Reinforcement Learning with Verifiable Rewards (RLVR) has emerged as an indispensable paradigm for enhancing reasoning in Large Language Models (LLMs). However, standard policy optimization methods, such as Group Relative Policy Optimization (GRPO), often converge to low-entropy policies, leading to severe mode collapse and limited output diversity. We analyze this issue from the perspective of sampling probability dynamics, identifying that the standard objective disproportionately reinforces the highest-likelihood paths, thereby suppressing valid alternative reasoning chains. To address this, we propose a novel Advantage Re-weighting Mechanism (ARM) designed to equilibrate the confidence levels across all correct responses. By incorporating Prompt Perplexity and Answer Confidence into the advantage estimation, our method dynamically reshapes the reward signal to attenuate the gradient updates of over-confident reasoning paths, while redistributing probability mass toward under-explored correct solutions. Empirical results demonstrate that our approach significantly enhances generative diversity and response entropy while maintaining competitive accuracy, effectively achieving a superior trade-off between exploration and exploitation in reasoning tasks. Empirical results on Qwen2.5 and DeepSeek models across mathematical and coding benchmarks show that ProGRPO significantly mitigates entropy collapse.

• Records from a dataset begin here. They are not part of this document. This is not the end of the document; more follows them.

PR #1881, opened 2021-06-24
feat: add openapi-mode config

### LINKED ISSUE #1449: OpenAPI output that doesn't consider role privileges
Basically, users would like to get all the schema info through OpenAPI without caring for privileges. This was also discussed in https://github.com/PostgREST/postgrest/issues/1060 and we get this question on gitter chat from time to time. The workaround is cumbersome — adding a hardcoded high privileged JWT for the root endpoint. 

I propose we include a config option called `openapi-follows-acl`, default to true to avoid a breaking change. When this is false we'll use our schema cache info without considering privileges.

steve-chavez:
Fixes #1449. Adds the `openapi-mode` config:

* `openapi-mode="follow-acl"`(default): OpenAPI output follows access control for the JWT role.
* `openapi-mode="ignore-acl"`: OpenAPI output  ignores access control for the JWT role.
* `openapi-mode="disabled"`: disables OpenAPI output, the root endpoint replies with 404 Not Found.

#### Pending

- [ ] Add tests

### DIFF
--- a/src/PostgREST/Config.hs
+++ b/src/PostgREST/Config.hs
@@ -16,6 +16,7 @@ module PostgREST.Config
   , JSPath
   , JSPathExp(..)
   , LogLevel(..)
+  , OpenAPIMode(..)
   , Proxy(..)
   , toText
   , isMalformedProxyUri
@@ -85,6 +86,7 @@ data AppConfig = AppConfig
   , configJwtSecret             :: Maybe B.ByteString
   , configJwtSecretIsBase64     :: Bool
   , configLogLevel              :: LogLevel
+  , configOpenApiMode           :: OpenAPIMode
   , configOpenApiServerProxyUri :: Maybe Text
   , configRawMediaTypes         :: [B.ByteString]
   , configServerHost            :: Text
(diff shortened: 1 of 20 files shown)


src/PostgREST/Config.hs
```diff
@@ -101,6 +103,9 @@ instance Show LogLevel where
   show LogWarn  = "warn"
   show LogInfo  = "info"
 
+data OpenAPIMode = OAIFollowACL | OAIIgnoreACL | OAIDisabled
+  deriving Eq
```
laurenceisla, line 107: For "OpenAPI", I like OA better as an acronym than OAI, e.g. `OAFollowACL`, `OADisabled`. WDYT?

src/PostgREST/Config.hs
```diff
@@ -128,6 +133,7 @@ toText conf =
       ,("jwt-secret-is-base64",          T.toLower . show . configJwtSecretIsBase64)
       ,("log-level",                 q . show . configLogLevel)
       ,("openapi-server-proxy-uri",  q . fromMaybe mempty . configOpenApiServerProxyUri)
+      ,("openapi-server-proxy-uri",  q . fromMaybe mempty . configOpenApiServerProxyUri)
```
laurenceisla, line 136:
```suggestion
```
Looks like this setting is duplicated.

src/PostgREST/Config.hs
steve-chavez: Yeah, that's better. The OAI term from https://github.com/OAI, somehow stuck for me, but it's a different thing.

src/PostgREST/Config.hs
steve-chavez: Right, that was a mistake.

Specifically, on Qwen2.5-7B, our method outperforms GRPO by 5.7% in Pass@1 and, notably, by 13.9% in Pass@32, highlighting its superior capability in generating diverse correct reasoning paths.
Community
When using reinforcement learning (RL) to enhance the reasoning capabilities of large language models (e.g., GRPO), models often suffer from mode collapse and entropy collapse. Specifically, the model gradually becomes overconfident and tends to repeatedly generate a single high-reward reasoning trajectory, while ceasing to explore other potentially correct solution paths. This behavior significantly reduces the diversity of generated outputs, thereby limiting the performance of multi-sample evaluation metrics such as Pass@K.
To address this issue, we propose ProGRPO from a probabilistic modeling perspective. By assigning more balanced probability mass to all feasible reasoning trajectories, our method effectively alleviates entropy collapse. As a result, ProGRPO improves performance under multi-sample settings (Pass@K) while maintaining strong single-sample reasoning performance.
Cross-domain validation. The proposed method demonstrates consistent effectiveness not only on mathematical reasoning tasks (AIME, MATH) but also on code generation tasks (LiveCodeBench), providing strong evidence for the robustness and generality of the approach.
Low-Probability Token Normalization. The sentence-level average probability can obscure the uncertainty of critical reasoning steps, because in long sequence generation, the majority of tokens are typically predicted with very high confidence (often above 90%), which dominates the averaging process and masks the few low-probability but decision-critical tokens.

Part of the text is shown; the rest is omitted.